Subject: How to make glossy lips

mini70 opened this issue on Jan 23, 2023 · 17 posts


mini70 posted Tue, 24 January 2023 at 7:04 AM

DCArt posted at 9:45 AM Mon, 23 January 2023 - #4454480

The Physical Surface node and the Principled BSDF node work much better with metallic and roughness maps than with specular and gloss maps as used in older Poser shaders.  Specular maps typically show shinier areas as lighter colors. Roughness maps are the opposite, they show shinier areas as darker colors.  It’s not a simple matter of inverting the specular map to turn it into a roughness map. There are other differences as well.  There is a “Gloss/Specular Converter” compound node furnished with Poser 11 and 12 that will help make Specular maps work correctly with the Physical Surface and Principled BSDF nodes. 


1) Go to the Poser 11 (or 12) Content > SuperFly Tileable > !Guide folder. In there, you will find a Spec Gloss PBR shader.  Select a PREVIEW material in your scene (do not apply it directly to the character’s skin). After you apply it you’ll see a whole bunch of different images with text guides attached to the physical surface node. You don’t need those. ONLY copy the Gloss/Specular Converter node. After you do that you can delete all the maps connected to the root node.


2) Copy and paste that Converter node into your figure’s head material.  (There is a red outline around this node in the screenshot). 


3) Drag and drop the Specular image for the head texture into the material editor. NOTE that you will need to set the Custom Gamma to 1 for ANY map that is not a color map. This will be true of bump, displacement, specular, metallic, roughness, AND normal maps (the reason your preview squares look funny in the material room is because your normal map is not using custom value of 1). The only map that should use the default gamma settings is the diffuse map. The shininess on the lips in this case is ALSO coming from the specular map.

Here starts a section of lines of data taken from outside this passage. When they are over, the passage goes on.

Issue #430, opened 2021-01-05
[DOCS] Detections Migration API


jmikell821:
[This topic](https://www.elastic.co/guide/en/security/current/post-upgrade-req.html) needs to be updated to include new reqs. 

Related issue: https://github.com/elastic/security-team/issues/204

DonNateR:
I believe this card will be taken care of by resolving issue #408, @jmikell821. Would you like me to assign this to myself?

jmikell821:
@DonNateR we have PR #435 open, but let me double check to make sure there's nothing else that needs to be added regarding this topic. We probably also need to move this to "System Reqs" - it hanging out at the bottom like that is kind of strange.

PR #435, opened 2021-01-06
Document Signals Migration APIs

rylnd:
Addresses #430. Outstanding Tasks:

- [ ] Decide where this page should live
- [ ] Decide where to reference this page
  - Perhaps this should just be mentioned in the 7.11 release notes? E.g. "Added Detection Alerts Migration API"


rylnd:
[Preview](https://security-docs_435.docs-preview.app.elstc.co/guide/en/security/master/signals-migration-api.html).

@jmikell821 I had intended for this all to be on one page, but I obviously don't totally understand asciidoc. Feedback/assistance would be appreciated!

jmikell821:
Hey @rylnd - thanks so much for doing this! There are no build errors so you did great. I'll review and will put everything on one page - then you can see my edits and we'll make sure everything looks good a final time before merging.

jmikell821:
@rylnd thanks again for your help with this! I added a `[float]` tag above the headings so they'd all be on the same page. I moved this to the API docs section, as you'll see in the preview. I added some grammatical edits, however, I do think this sentence is confusing and needs some clarity:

4) Connect the Specular Map to the Specular INPUT connection, and adjust the color chip to choose a light to medium gray color. Pure white will add too much shine.  Also, set the Gloss setting to around .1 for starters. Adjust both settings until you are satisfied with the results on the skin.


5) Connect the Roughness and Specular outputs from the Gloss/Specular Converter Node to the Roughness and Specular inputs of the Principled BSDF node.


6) Adjust your Subsurface Radius to 0.004820, 0.001690, 0.001090. This is a good value for caucasian skin.  For darker skin, try 0.003670, 0.001370, 0.000680



All the other skin materials in your character will need these changes done as well. Lips, torso, and limbs.  You’ll also notice that instead of assigning a subsurface color, I put the skin textures through an HSV node, and adjusted the saturation and value to .95 of the original. This would use a slightly grayer and darker version of the skin texture colors for the SSS.



Thank you very very much DCArt for explaining in detail like this.

I was really touched by your kindness.